How is systemd related to this issue? :thinking:

This was the issue that I was having and a folder with my files that had multiple pdfs and some videos. I removed the linux-image-6.8.0-40-generic until 50, and kept the newest one. For the unsigned files, they were removed automatically as well. The OS still didn't boot properly. After restarting with the power button, holding shift, selecting the advanced option to boot (not the recovery option), holding down alt+control+f2 or f1 (a cs buddy of mine told me about this), I was able to launch the OS as a safe graphics mode I assume where I was able to access only the terminal and remove the folder with the most memory on it. Hope that my reply helps people with the same issue and thank you for your help Aravisian. Fun fact: My laptop decided to give up on me one hour before I had an exam :pensive:, but now that I was able to fix it I feel more relieved :slightly_smiling_face:

I just tiedied up the quote formatting in your last past above to look nice :wink:

SystemD is an integrated Daemon system - which includes JournalD.
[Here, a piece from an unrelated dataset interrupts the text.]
PR #2211, opened 2026-09-12
#2187: remove dead uniq! call in find-missing-issues

### LINKED ISSUE #2187: `issues.uniq!` is dead code in `find-missing-issues.rb`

Due to SystemD being far-reaching and overly-complex, errors can occur and accrue at a swifter rate than logs would be cleared... and JournalD is a bit like policing yourself, where it is part of the same process that is accruing the errors in the first place.

You asked, so I am providing a brief answer. I do not want to go too far into it as a SystemD debate over init systems in a solved thread (my fault) but would be plenty happy to discuss it at length in a thread of its own.

Just checked my own /var/log directory out of curiosity. These are the largest files and directories (ascending order):

636K /var/log/syslog.1
844K /var/log/syslog.4.gz
952K /var/log/libvirt
974M /var/log/journal

Quite the difference in size...

One day I'd also like to be able to talk about it more intelligently. For now, I just don't know enough since I can get by without worrying about it. Maybe once I run into serious issues with it (maybe I already did, without knowing so) I'll spend more time to learn what's going on.